The miracle menstrual cup and me by Poorvi Gupta
Behold everyone! A lot of taboos are going to be broken about and myths going to be shattered in my blog. As suggested by the title of course I am talking about the monthly token of non-pregnancy that menstruation is. A highly ironical monthly cycle where we are happy and sad both at the same time.
I used a menstrual cup this time around and found that my whole life turned out to be a lie!
For me the pain is mostly unbearable except for the fact that one should try to ease out the blood flow in the body by having warm liquids. But the bleeding part of it becomes the most uncomfortable, uneasy and disgusting. I hate leading my life in that one week. For years and decades we have been told to use napkins – first they were cotton wrapped in cloth. Then the fancy this free and that ‘hush.
These sanitary napkins came in the 80s (the highly commercialised ones) and we were fed the info (both from tv ads with women wearing white pants and our converted moms) that they are the most comfortable piece of plastic during ‘those days.’ This was also the template through menstrual education in schools, ads and different kinds of mediums.
But that’s not the truth. Not according to me. Don’t get too hyper because I used a menstrual cup this time around and found that my whole life turned out to be a lie! So I bumped into this girl who was promoting menstrual cup in one of the events that SheThePeople had organised. Since I had already heard quite a bit about it, I wanted to give it a go myself and I just bought one from her. Hearing that it was reusable and can be used for 10 years gave me a real kick. Though I found it a little expensive for 1000 bucks, my urge to use it took over me and voila I picked it asap.
Hearing that it was reusable and can be used for 10 years gave me a sweet kick.
After using the menstrual cup, I mentally shot everyone who said that sanitary napkin is the best damned thing to use during periods. Because it has never given me the comfort it boasts of, never ever made me sleep like a baby like how they show on TV and gets stuck between my butt all the time. But the cup did!
I was apprehensive myself before using this silicone-based cone shaped cup with a stem at the end, thinking how am I going to push it inside my vagina? But, guess what? It took me exactly 3 minutes to make the cup into a C shape and set it in. It really is that easy if you can locate the hole. After using it once or twice it didn’t take me more than a minute to use it. While changing a pad still takes me about 10 minutes (don’t get me into those gross details) even after years of using them.
After using the menstrual cup, I mentally shot everyone who said that sanitary napkin is the best damned thing to use during periods.
For all those who think it is gross to see your own blood in its raw form collected in the cup, trust me it is nothing in front of holding pathetic-looking and stinking pad that needs to be wrapped up ‘nicely’ and thrown out. It is easier to just dump the collected blood into the toilet bowl, wash it with water, push it back in again and you’re good to go for no less than 12 hours, even the best of sanitary pads never gave me that much commitment. However, for heavier flow you might want to change it accordingly but that happens with pads and tampons too, no?
Now why I took this plunge of going the unconventional way was the concern about my own health and the bigger picture- the environment. It is a fact that our skin near the vagina is permeable and everything that comes in contact with it just goes into the bloodstreams spreading it in the entire body. And the toxic chemicals they use in manufacturing pads like dioxins, synthetic fibres and petro chemical additives. And now that they sell nice-smelling pads which are induced with smell neutralizers and fragrances make it even worst. The pad now blocks the air flow, lock in heat and wetness and produces yeast and bacteria in your vagina! This can cause ovarian cancer and heart diseases.
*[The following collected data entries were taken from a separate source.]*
PR #349, opened 2023-06-09
Add `.gitkeep` to scpca-references but ignore the rest

sjspielman:
After much very slight irritation when running `git status`, I decided to implement this - keep the `scpca-references/` folder, but ignore its contents. 

Not necessary but if others agree that it's helpful, we can merge in...and if it's not helpful, we can not merge it in!


.gitignore
```diff
@@ -3,3 +3,7 @@
 
 # ignore work directory
 work/
+
+# ignore contents of scpca-references
+scpca-references/
```
allyhawkins, line 8: I think you could ignore this whole folder? This should only be in the folder if you've run the `get_refs.py` script. I think nextflow will also pull the references if you're running locally, but either way we don't need this folder in the repo at all.

sjspielman: even better!

allyhawkins (approved):
🚀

Coming on the environmental aspect, pads are the worst and most impactful as they have plastic used in making it and we all know that it takes gazillion year to decompose plastic. However, tampons are slightly better since it’s mostly cotton. But the cotton fiber used in the production of tampons contributes 80% of their total impact. One tampon takes about six months to decompose and considering that a study revealed that a woman uses anywhere between 8,000 to 17,000 tampons in her lifetime depending on her cycle it will take a long time to decompose for everyone.
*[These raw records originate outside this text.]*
PR #350, opened 2023-06-09
Process to export SCE as AnnData

### LINKED ISSUE #226: Add process to convert SCE to AnnData

We want to be able to output the gene by cell counts matrices as AnnData objects stored as H5 files as well as output the SCE objects we already produce. Currently there are multiple SCE objects that get output as RDS files, the unfiltered, filtered, and processed RDS files. We probably want to have all of them also available as AnnData objects so that they are directly compatible with python. 

We can create a process that converts RDS files with SCE objects to H5 files with AnnData objects and then run that process 3 times, once for each type of SCE file. Alternatively we could have a process that converts all three in one go using the same input that the QC report uses and then runs a script that converts all 3. I think I might favor the second option, but I'm curious if others have other ideas. 

Either way we will definitely need a script that takes RDS files as input and outputs H5 files using the `scpcaTools::sce_to_anndata` function. 

**Additional context**

We may need to break this up into additional issues as we start to work on this but I wanted to file this to get us started on adding AnnData conversion. We want to do this before we have our next big release and re-process projects.

allyhawkins:
Closes #226 

This PR adds in both the script and process to the workflow to convert an RDS file containing an SCE object to an HDF5 file containing an AnnData object. 

- The script is pretty straightforward and takes in one SCE file at a time. I'm using the function we have in `scpcaTools` to do the conversion and export the AnnData object. 
- The process is also pretty simple and takes in a tuple of the `meta` object, the sce file to be converted, and then the type of file, e.g., if the file represents an `unfiltered`, `filtered`, or `processed` SCE object. The script for converting to AnnData is then run within that process. 
- The workflow that I added here is where most of the work is being done. The output of the `post_process_sce` which contains the `meta` object and all three files, is passed as the input. I then mapped the channel so that each entry of the channel was a tuple with the `meta` and then a single SCE file which gets passed to the process for converting. The output from the process is then grouped back together by library ID to create a single tuple with the `meta` object and all three AnnData files. 

Food for thought/ next steps: 
- For right now I have this publishing to the same results directory as the SCE objects and organized in the same way. This means all RDS and HDF5 files for a single sample will live in the same folder. We may want to re-arrange this depending on how downloads will be organized. I think if the goal is to allow for people to download things as either RDS or HDF5 then we probably want to have them separate? 
- Once we have a tuple with all of the AnnData files, we can then pass them onto additional downstream processes. One of our goals with this is to make our processed data CZI compliant. Part of that is making sure that things are in the right places and labeled correctly in the AnnData object. I am envisioning a separate process that runs a python script that works directly with the AnnData to make any modifications that we need.


modules/export-anndata.nf
```diff
@@ -0,0 +1,46 @@
...
+      // combine all anndata files by library id
+      // creates anndata channel with [meta, unfiltered, filtered, processed]
+      anndata_ch = export_anndata.out
+        .map{ [it[0]["library_id"], it[0], it[1]] }
+        .groupTuple(by: 0)
+        .map{it.drop(1)}
+
+    emit: anndata_ch
+
+}
```
sjspielman, line 46: github gods demand a ~sacrifice~ new line.

bin/sce_to_anndata.R
```diff
@@ -0,0 +1,46 @@
...
+}
+
+# Convert to AnnData -----------------------------------------------------------
+
+# read in sce
+sce <- readr::read_rds(opt$input_sce_file)
+
+# export sce as anndata object
+scpcaTools::sce_to_anndata(sce,
+                           anndata_file = opt$output_h5_file)
```
jashapiro, line 46: This is incredibly minor, but follows from my feeling that we may want to standardize on tidyverse code formatting. 
```suggestion
scpcaTools::sce_to_anndata(
  sce,
  anndata_file = opt$output_h5_file
)
```

I'm also just wondering how this function does handling ADT data? Do we need to convert that separately if it is present? (I have not looked, but I'm kind of assuming you did when writing this)

modules/export-anndata.nf
```diff
@@ -0,0 +1,51 @@
...
+                 ]}
+
+      // export each anndata file
+      export_anndata(sce_ch)
+
+      // combine all anndata files by library id
+      // creates anndata channel with [meta, unfiltered, filtered, processed]
+      anndata_ch = export_anndata.out
+        .map{ [it[0]["library_id"], it[0], it[1]] }
+        .groupTuple(by: 0)
```
jashapiro, line 46: Minor addition here, but since we know the size, we can make this a bit more efficient (It won't wait for the end to emit tuples that are done).
```suggestion
        .groupTuple(by: 0, size: 3, remainder: true)
```

The `remainder` argument means that we would emit size 2 items if there were any left. I don't expect this, so maybe we don't want it, but otherwise they just get lost?

modules/export-anndata.nf
```diff
@@ -0,0 +1,51 @@
...
+        .map{it.drop(1)}
```
jashapiro, line 47: Do we want to modify this to pull out just the info we need? I think the output of `groupTuple` will look like this:

`[library_id, [meta_unfiltered, meta_filtered, meta_processed], [anndata_unfiltered, anndata_filtered, anndata_processed]]`

I think we can trust the order to be maintained, which is good, but I also don't trust that, if you know what I mean.

So the trusting version would be:
```suggestion
        .map{ [it[1][0]] +  it[2] }
```
Where we use a single instance from the `meta` list and then separate out the other three items.

I am willing to go with just this for now, with the thought that if it turns out we can't trust the order, we could come back and make it more complicated.

modules/export-anndata.nf
```diff
@@ -0,0 +1,51 @@
+
+// process for converting rds files containing sce to h5 containing anndata
+process export_anndata{
+    container params.SCPCATOOLS_CONTAINER
+    label 'mem_8'
```
jashapiro, line 5: I have a feeling we might run into memory issues here with some frequency, so I would bump this.
```suggestion
    label 'mem_16'
```

jashapiro (commented):
Thanks for doing this! I think it looks good, with a modification to the final mapping that might be needed.

> For right now I have this publishing to the same results directory as the SCE objects and organized in the same way. This means all RDS and HDF5 files for a single sample will live in the same folder. We may want to re-arrange this depending on how downloads will be organized. I think if the goal is to allow for people to download things as either RDS or HDF5 then we probably want to have them separate?

I am not worried about this for this stage. I think at ingestion to the website they can be moved around as needed, so I don't think we should worry about subfolders.

bin/sce_to_anndata.R
jashapiro: > Yes, so this does not handle alternative experiments. Our function that we are using will only convert the main experiment. Looking back on [AlexsLemonade/scpcaTools#115](https://github.com/AlexsLemonade/scpcaTools/issues/115), we had some initial thoughts on how we wanted to handle it, one of which was outputting a separate file for each `altExp`. I think we may want to address this in a separate issue/PR here because we will have to think about what we want the output to look like there.
> 
> In looking briefly at the Scanpy documentation, it looks like they store everything in one matrix with the adt data as additional rows in the gene by cell counts matrix. Maybe we could do something similar prior to converting to anndata to keep everything in one file? https://scanpy-tutorials.readthedocs.io/en/multiomics/cite-seq/pbmc5k.html

Doing that seems kind of hacky, and I don't love it. I think maybe the right approach going forward is to to export `mudata` objects? https://mudata.readthedocs.io/en/latest/. This allows wrapping multiple anndata objects in a way much more similar to SCE. The accessing the underlying AnnData objects is done with calls like `mudata['rna']`. 

There are some remaining questions though: For example: do we want all files to be `mudata` for output, even if there is only RNA data?

All of this I think falls into future discussion, but we should probably resolve it pretty soon to prevent too much rewriting later.

allyhawkins: I'm going to file a new issue about this, but think we should tackle it after this goes in/ this sprint. Another question I have is about making sure our output is compliant with CZI cellxgene, since that is part of the goal of creating the `AnnData` output. I think because of that we may have to keep everything as `AnnData` rather than use `mudata`? 
https://github.com/chanzuckerberg/single-cell-curation/blob/main/schema/3.0.0/schema.md#general-requirements

That being said, it sounds like they are starting to figure out CITE-seq, so maybe we could discuss with them, how best to store the CITE-seq data.

jashapiro: Agree on a new issue. But I think that we can do both pretty easily, as we should be able to make the AnnData RNA object within the `mudata` compatible with cellxgene.

allyhawkins:
Just noting that I tested this with a library with CITE-seq and things do still work, we just only get the RNA experiment in the output right now. This is ready for another review.

bin/sce_to_anndata.R
```diff
@@ -0,0 +1,48 @@
+#!/usr/bin/env Rscript
+
+# This script takes a SingleCellExperiment stored in a .rds file and converts it
+# to an AnnData object saved as an hdf5 file
```
jashapiro, line 4: Expanding the comment a touch...
```suggestion
# This script takes a SingleCellExperiment stored in a .rds file and converts the main experiment
# (usually RNA) to an AnnData object saved as an hdf5 file
```

main.nf
```diff
@@ -212,6 +213,9 @@ workflow {
   // generate QC reports
   sce_qc_report(post_process_sce.out, report_template_tuple)
 
+  // convert to anndata
```
jashapiro, line 216:
```suggestion
  // convert RNA component of SCE object to anndata
```

modules/export-anndata.nf
```diff
@@ -0,0 +1,51 @@
+
+// process for converting rds files containing sce to h5 containing anndata
```
jashapiro, line 2:
```suggestion
// process for converting rds files containing an SCE to h5 containing anndata containing the RNA data
```

jashapiro (approved):
I added a few comments to clarify that (at least for now) the output file only includes RNA data. 

Other than that this looks good.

Now coming to menstrual cup, it is sterlizable, so one just needs to keep it in boiling water for five minutes to free it off any bacteria. Then the company claims that one cup can be used for as long as 10 years which means that no throwing of waste every month and no feeling guilty about destroying your own body and the environment. Every step counts.
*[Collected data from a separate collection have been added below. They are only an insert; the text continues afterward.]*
PR #355, opened 2023-06-26
Account for `altExp` in converting SCE to AnnData

### LINKED ISSUE #351: Handle altExps with AnnData output
> Yes, so this does not handle alternative experiments. Our function that we are using will only convert the main experiment. Looking back on [AlexsLemonade/scpcaTools#115](https://github.com/AlexsLemonade/scpcaTools/issues/115), we had some initial thoughts on how we wanted to handle it, one of which was outputting a separate file for each `altExp`. I think we may want to address this in a separate issue/PR here because we will have to think about what we want the output to look like there.
> 
> In looking briefly at the Scanpy documentation, it looks like they store everything in one matrix with the adt data as additional rows in the gene by cell counts matrix. Maybe we could do something similar prior to converting to anndata to keep everything in one file? https://scanpy-tutorials.readthedocs.io/en/multiomics/cite-seq/pbmc5k.html

Doing that seems kind of hacky, and I don't love it. I think maybe the right approach going forward is to to export `mudata` objects? https://mudata.readthedocs.io/en/latest/. This allows wrapping multiple anndata objects in a way much more similar to SCE. The accessing the underlying AnnData objects is done with calls like `mudata['rna']`. 

There are some remaining questions though: For example: do we want all files to be `mudata` for output, even if there is only RNA data?

All of this I think falls into future discussion, but we should probably resolve it pretty soon to prevent too much rewriting later.

_Originally posted by @jashapiro in https://github.com/AlexsLemonade/scpca-nf/pull/350#discussion_r1235438921_

One other thing we will want to consider is how to make sure that the output is compliant with CZI cellxgene, which requires `hdf5` files. We may be able to still use `muData` and make the individual objects CZI compliant.

allyhawkins:
Closes #351 

Here I am accounting for the presence of an `altExp` when converting SCE objects to `AnnData` objects. 

- I updated the existing Nextflow process to convert SCE to AnnData to optionally output a second `hdf5` file corresponding to the `altExp` object. 
 - In the Rscript responsible for converting SCE to AnnData, I included additional arguments where users can provide an optional `feature_name` and output file for feature data. When `feature_name` is specified, it extracts the corresponding `altExp` from the object and writes it to a separate AnnData object.
- All outputs from the export process are mixed together into a single channel. I updated the `groupTuple` option to account for up to 6 files keeping `remainder:true` so that the smaller tuples with only three files won't be discarded. 
- I tested this with both a CITE-seq library and an RNA-only library.

### DIFF
--- a/bin/sce_to_anndata.R
+++ b/bin/sce_to_anndata.R
@@ -16,9 +16,15 @@ option_list <- list(
     help = "path to rds file with input sce object to be converted"
   ),
   make_option(
-    opt_str = c("-o", "--output_h5_file"),
+    opt_str = c("--output_rna_h5"),
     type = "character",
-    help = "path to output hdf5 file to store AnnData object. Must end in .hdf5 or .h5"
+    help = "path to output hdf5 file to store RNA counts as AnnData object. Must end in .hdf5 or .h5"
+  ),
+  make_option(
+    opt_str = c("--output_feat_h5"),
+    type = "character",
+    help = "path to output hdf5 file to store feature counts as AnnData object. 
+    Only used if the input SCE contains an altExp. Must end in .hdf5 or .h5"
   )
 )
 
@@ -32,8 +38,8 @@ if(!file.exists(opt$input_sce_file)){
 }
 
 # check that output file is h5
-if(!(stringr::str_ends(opt$output_h5_file, ".hdf5|.h5"))){
-  stop("output file name must end in .hdf5 or .h5")
+if(!(stringr::str_ends(opt$output_rna_h5, ".hdf5|.h5"))){
+  stop("output rna file name must end in .hdf5 or .h5")
 }
 
 # Convert to AnnData -----------------------------------------------------------
@@ -44,5 +50,32 @@ sce <- readr::read_rds(opt$input_sce_file)
 # export sce as anndata object
 scpcaTools::sce_to_anndata(
   sce,
-  anndata_file = opt$output_h5_file
+  anndata_file = opt$output_rna_h5
 )
+
+# check for altExp
+alt_name <- altExpNames(sce)
+
+# if altExp exists then export as hdf5
+if(!is.null(alt_name) & length(alt_name) == 1){
+  
+  # check for output file 
+  if(!(stringr::str_ends(opt$output_feat_h5, ".hdf5|.h5"))){
+    stop("output feature file name must end in .hdf5 or .h5")
+  }
+  
+  # extract altExp 
+  alt_sce <- altExp(sce, alt_name)
+  
+  # export altExp sce as anndata object
+  scpcaTools::sce_to_anndata(
+    alt_sce,
+    anndata_file = opt$output_feat_h5
+  )
+  
+}
+
+# warn that only one altExp will be exported 
+if (!is.null(alt_name) & length(alt_name) > 1){
+  warning("Only 1 altExp named with {alt_name[1]} will be exported to HDF5")
+}
--- a/bin/sce_to_anndata.R
+++ b/bin/sce_to_anndata.R
@@ -21,6 +21,11 @@ option_list <- list(
     help = "path to output hdf5 file to store RNA counts as AnnData object. Must end in .hdf5 or .h5"
   ),
   make_option(
+    opt_str = c("--feature_name"),
+    type = "character",
+    help = "Feature type. Must match the altExp name, if present."
+  ),
+  make_option(
     opt_str = c("--output_feat_h5"),
     type = "character",
     help = "path to output hdf5 file to store feature counts as AnnData object. 
@@ -53,11 +58,13 @@ scpcaTools::sce_to_anndata(
   anndata_file = opt$output_rna_h5
 )
 
-# check for altExp
-alt_name <- altExpNames(sce)
-
-# if altExp exists then export as hdf5
-if(!is.null(alt_name) & length(alt_name) == 1){
+# if feature data exists, grab it and export to AnnData 
+if(!is.null(opt$feature_name)){
+  
+  # make sure the feature data is present 
+  if(!(opt$feature_name %in% altExpNames(sce))){
+    stop("feature_name must match name of altExp in provided SCE object.")
+  }
   
   # check for output file 
   if(!(stringr::str_ends(opt$output_feat_h5, ".hdf5|.h5"))){
@@ -65,7 +72,7 @@ if(!is.null(alt_name) & length(alt_name) == 1){
   }
   
   # extract altExp 
-  alt_sce <- altExp(sce, alt_name)
+  alt_sce <- altExp(sce, opt$feature_name)
   
   # export altExp sce as anndata object
   scpcaTools::sce_to_anndata(
@@ -73,9 +80,4 @@ if(!is.null(alt_name) & length(alt_name) == 1){
     anndata_file = opt$output_feat_h5
   )
   
-}
-
-# warn that only one altExp will be exported 
-if (!is.null(alt_name) & length(alt_name) > 1){
-  warning("Only 1 altExp named with {alt_name[1]} will be exported to HDF5")
 }
--- a/modules/export-anndata.nf
+++ b/modules/export-anndata.nf
@@ -13,12 +13,13 @@ process export_anndata{
     script:
       rna_hdf5_file = "${meta.library_id}_${file_type}.hdf5"
       feature_hdf5_file = "${meta.library_id}_${file_type}_feature.hdf5"
-
+      feature_present = meta.feature_type in ["adt", "cellhash"]
       """
       sce_to_anndata.R \
         --input_sce_file ${sce_file} \
         --output_rna_h5 ${rna_hdf5_file} \
-        --output_feat_h5 ${feature_hdf5_file}
+        --output_feat_h5 ${feature_hdf5_file} \
+        ${feature_present ? "--feature_name ${meta.feature_type}" : ''}
       """
     stub:
       hdf5_file = "${meta.library_id}_${file_type}.hdf5"
--- a/modules/export-anndata.nf
+++ b/modules/export-anndata.nf
@@ -8,19 +8,24 @@ process export_anndata{
     input:
       tuple val(meta), path(sce_file), val(file_type)
     output:
-      tuple val(meta), path(hdf5_file)
+      tuple val(meta), path(rna_hdf5_file), emit: rna_anndata
+      tuple val(meta), path(feature_hdf5_file), emit: feature_anndata, optional:true
     script:
-      hdf5_file = "${meta.library_id}_${file_type}.hdf5"
+      rna_hdf5_file = "${meta.library_id}_${file_type}.hdf5"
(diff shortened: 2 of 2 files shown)


modules/export-anndata.nf
```diff
@@ -41,9 +47,9 @@ workflow sce_to_anndata{
 
       // combine all anndata files by library id
       // creates anndata channel with [library_id, unfiltered, filtered, processed]
-      anndata_ch = export_anndata.out
+      anndata_ch = export_anndata.out.rna_anndata.mix(export_anndata.out.feature_anndata)
         .map{ [it[0]["library_id"], it[0], it[1]] }
```
jashapiro, line 51: I haven't tested this, but nextflow does have a feature to use variable group sizes with `groupKey`. I believe the syntax should look something like this, followed by removing the `size:` parameter in groupTuple. I'm also using the lambda syntax here to keep the mapping process a bit more a bit more clear, I hope, by automatically unpacking the input tuple to a series of variables (`meta` and `hdf5file`). (I'm realizing this syntax might be useful elsewhere where keeping track of what is where in a channel might get confusing, rather than it[0] all the time).

```suggestion
        .map{ meta, hdf5_file -> tuple(
          groupKey(meta.library_id, meta.feature_type in ["adt", "cellhash"]? 6 : 3),
          meta, 
          hdf5_file)
        }
```

I just had this thought while waiting to be picked up for dinner, so I will do more review later!

modules/export-anndata.nf
```diff
@@ -41,9 +47,12 @@ workflow sce_to_anndata{
...
       // creates anndata channel with [library_id, unfiltered, filtered, processed]
-      anndata_ch = export_anndata.out
-        .map{ [it[0]["library_id"], it[0], it[1]] }
-        .groupTuple(by: 0, size: 3, remainder: true)
+      anndata_ch = export_anndata.out.rna_anndata.mix(export_anndata.out.feature_anndata)
+        .map{ meta, hdf5_file -> tuple(
+          groupKey(meta.library_id, meta.feature_type in ["adt", "cellhash"]? 6 : 3),
+          meta,
+          hdf5_file)
+        }
```
jashapiro, line 55: I think you still need a `groupTuple` here?
```suggestion
        }
        .groupTuple(by: 0, remainder: true)
```

bin/sce_to_anndata.R
```diff
@@ -16,9 +16,20 @@ option_list <- list(
...
-    help = "path to output hdf5 file to store AnnData object. Must end in .hdf5 or .h5"
+    help = "path to output hdf5 file to store RNA counts as AnnData object. Must end in .hdf5 or .h5"
+  ),
+  make_option(
+    opt_str = c("--feature_name"),
+    type = "character",
+    help = "Feature type. Must match the altExp name, if present."
+  ),
+  make_option(
+    opt_str = c("--output_feat_h5"),
```
jashapiro, line 29: Three extra characters seem worth it here
```suggestion
    opt_str = c("--output_feature_h5"),
```

bin/sce_to_anndata.R
```diff
@@ -44,5 +55,29 @@ sce <- readr::read_rds(opt$input_sce_file)
...
+# if feature data exists, grab it and export to AnnData 
+if(!is.null(opt$feature_name)){
+  
+  # make sure the feature data is present 
+  if(!(opt$feature_name %in% altExpNames(sce))){
+    stop("feature_name must match name of altExp in provided SCE object.")
+  }
+  
+  # check for output file 
+  if(!(stringr::str_ends(opt$output_feat_h5, ".hdf5|.h5"))){
```
jashapiro, line 70: following earlier suggestion
```suggestion
  if(!(stringr::str_ends(opt$output_feature_h5, ".hdf5|.h5"))){
```

bin/sce_to_anndata.R
```diff
@@ -44,5 +55,29 @@ sce <- readr::read_rds(opt$input_sce_file)
...
+    stop("output feature file name must end in .hdf5 or .h5")
+  }
+  
+  # extract altExp 
+  alt_sce <- altExp(sce, opt$feature_name)
+  
+  # export altExp sce as anndata object
+  scpcaTools::sce_to_anndata(
+    alt_sce,
+    anndata_file = opt$output_feat_h5
```
jashapiro, line 80: following earlier suggestion
```suggestion
    anndata_file = opt$output_feature_h5
```

modules/export-anndata.nf
```diff
@@ -8,19 +8,25 @@ process export_anndata{
...
       tuple val(meta), path(sce_file), val(file_type)
     output:
-      tuple val(meta), path(hdf5_file)
+      tuple val(meta), path(rna_hdf5_file), emit: rna_anndata
+      tuple val(meta), path(feature_hdf5_file), emit: feature_anndata, optional:true
     script:
-      hdf5_file = "${meta.library_id}_${file_type}.hdf5"
-
+      rna_hdf5_file = "${meta.library_id}_${file_type}.hdf5"
+      feature_hdf5_file = "${meta.library_id}_${file_type}_feature.hdf5"
```
jashapiro, line 15: Should we make the file name more informative?
```suggestion
      feature_hdf5_file = "${meta.library_id}_${file_type}_{meta.feature_type}.hdf5"
```

I guess we should also decide if we want to use `_rna.hdf5` for the RNA file name?

modules/export-anndata.nf
```diff
@@ -8,19 +8,25 @@ process export_anndata{
...
+      feature_present = meta.feature_type in ["adt", "cellhash"]
```
jashapiro, line 16: If the above suggestion fails when `meta.feature_type` is not defined, we could do:
```suggestion
      if (meta.feature_type in ["adt", "cellhash"]){
        feature_present = true
        feature_hdf5_file = "${meta.library_id}_${file_type}_{meta.feature_type}.hdf5"
      } else {
        feature_present = false
      }
```

modules/export-anndata.nf
```diff
@@ -8,19 +8,25 @@ process export_anndata{
...
         --input_sce_file ${sce_file} \
-        --output_h5_file ${hdf5_file}
+        --output_rna_h5 ${rna_hdf5_file} \
+        --output_feat_h5 ${feature_hdf5_file} \
+        ${feature_present ? "--feature_name ${meta.feature_type}" : ''}
       """
     stub:
-      hdf5_file = "${meta.library_id}_${file_type}.hdf5"
+      rna_hdf5_file = "${meta.library_id}_${file_type}.hdf5"
+      feature_hdf5_file = "${meta.library_id}_${file_type}_feature.hdf5"
```
jashapiro, line 26: This should probably match the logic and filenames above, whatever we end up deciding there.

modules/export-anndata.nf
```diff
@@ -8,19 +8,25 @@ process export_anndata{
     input:
       tuple val(meta), path(sce_file), val(file_type)
     output:
-      tuple val(meta), path(hdf5_file)
+      tuple val(meta), path(rna_hdf5_file), emit: rna_anndata
+      tuple val(meta), path(feature_hdf5_file), emit: feature_anndata, optional:true
```
jashapiro, line 12: I'm wondering if we might want to handle this a bit differently so that we have all of the hdf5 files in a single object in the output.

If we use the fact that `path` allows for globs, we could make the output something like:
```
tuple val(meta), path("{${meta.library_id}_${file_type}*.hdf5")
```
I think that would catch both files. We then would need to handle the possibility of multiple files in downstream steps, but I don't think that would be too bad, and it would save us from having to deal with any of the weird `groupKey` and `groupTuple` stuff for this part of the workflow.

jashapiro (commented):
My review is a bit backward here, because I started with the `groupKey` stuff, but I think we can get rid of it all by using an output `path` glob rather than optional outputs, which seems more efficient and in keeping with what we might ultimately want. (In some ways it might obviate my desire for  using `muData` objects as well).

I'm hoping this can work for us, but let me know what problems you run into, as I am sure there will be some, as any time we try to use a new Nextflow feature!

modules/export-anndata.nf
allyhawkins: I thought about using RNA, but then that means every file is going to have `_rna` even in the absence of any additional ADT or cellhash data. But maybe that's not a bad thing. 
I was also trying to be consistent with the SCE filenames.

allyhawkins:
Thanks for the helpful suggestions. I adjusted the outputs to use the path glob rather than optional outputs. I did not add in the `if` statement around checking for `meta.feature_type`. I tested it with a library with and without an ADT or hash library and it still works regardless of the `meta.feature_type` being present or not. 

Regarding the grouping of the output, I kept it in with some slight modifications. I still want to output a tuple with the `meta` and all of the `hdf5` files corresponding to that library. I imagine as we start making modifications with the `hdf5` files and modifying the `AnnData` objects in the subsequent processes that we may go back and change this.

I also added the `_rna.hdf5` to the RNA only files. I think because each of these files only holds a single modality, we should specify that. This should be ready for another look.

modules/export-anndata.nf
```diff
@@ -42,8 +47,13 @@ workflow sce_to_anndata{
...
-        .map{ [it[0]["library_id"], it[0], it[1]] }
-        .groupTuple(by: 0, size: 3, remainder: true)
+        .map{ meta, hdf5_files -> tuple(
+          groupKey(meta.library_id, meta.feature_type in ["adt", "cellhash"]? 6 : 3),
+          meta,
+          hdf5_files.collect()
+        )}
+        .groupTuple(by: 0, remainder: true)
+        //.groupTuple(by: 0, size: meta.feature_type in ["adt", "cellhash"]? 6 : 3, remainder: true)
         .map{ [it[1][0]] +  it[2] }
```
jashapiro, line 57: I'm pretty sure all of this is redundant at this point? 

The output from the workflow should be `tuple(meta, path(hdf5_files))` so the later processing should not be required, as that is the format we already want, isn't it?
```suggestion

```

allyhawkins: I don't think so. Because we will have: 
```
[[meta, unfiltered_rna, unfiltered_feature], 
 [ meta, filtered_rna, filtered_feature],
 [ meta, processed_rna, processed_feature]]
```
But what I want is: 
```
[meta, [unfiltered_rna, unfiltered_feat, filtered_rna, filtered_feat, processed_rna, processed_feat]]
```
So having the grouping should produce this output?

jashapiro: Ah, you are correct! But I think we may want it to be a bit different from how you show it: 

```
[meta, [unfiltered_hdf5s, filtered_hdf5s, processed_hdf5s]]
```

Which is to say that the hdf5s will be in subgroups, which I think is how we probably want it. (I don't think we need the `.collect()`, but let me know if I am missing something else!

But with that, we can  still simplify a bit to: 
```suggestion
        .map{ meta, hdf5_files -> tuple(
          meta.library_id, 
          meta,
          hdf5_files
        )}
        .groupTuple(by: 0, size: 3, remainder: true)
        .map{ [it[1][0]] +  it[2] }
```

allyhawkins:
I tested the most recent additions, so this is ready for another round of review.

jashapiro (approved):
LGTM!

While first world countries have been benefiting from Menstrual cups since 1987 when it came the first time around there, India is still kind of getting the hang of it. Reasons can be cultural stigma surrounding menstruation, fear of trying something revolutionary for periods, so on and so forth. However, now that I have listed down so many advantages of it, all you Indian women and girls must give it a try. Thank me later! 🙂
Lastly, the cup I used is made by a company called Vijay Cup. It is founded by Yashika Khater who hails from Jaipur. Yashika is the trailblazer who has been promoting the use the menstrual cup since two three years now and it is only now that she has come up with her own cup. The unique thing about the cup made by her is that it is foldable which makes it easier to keep and carry around.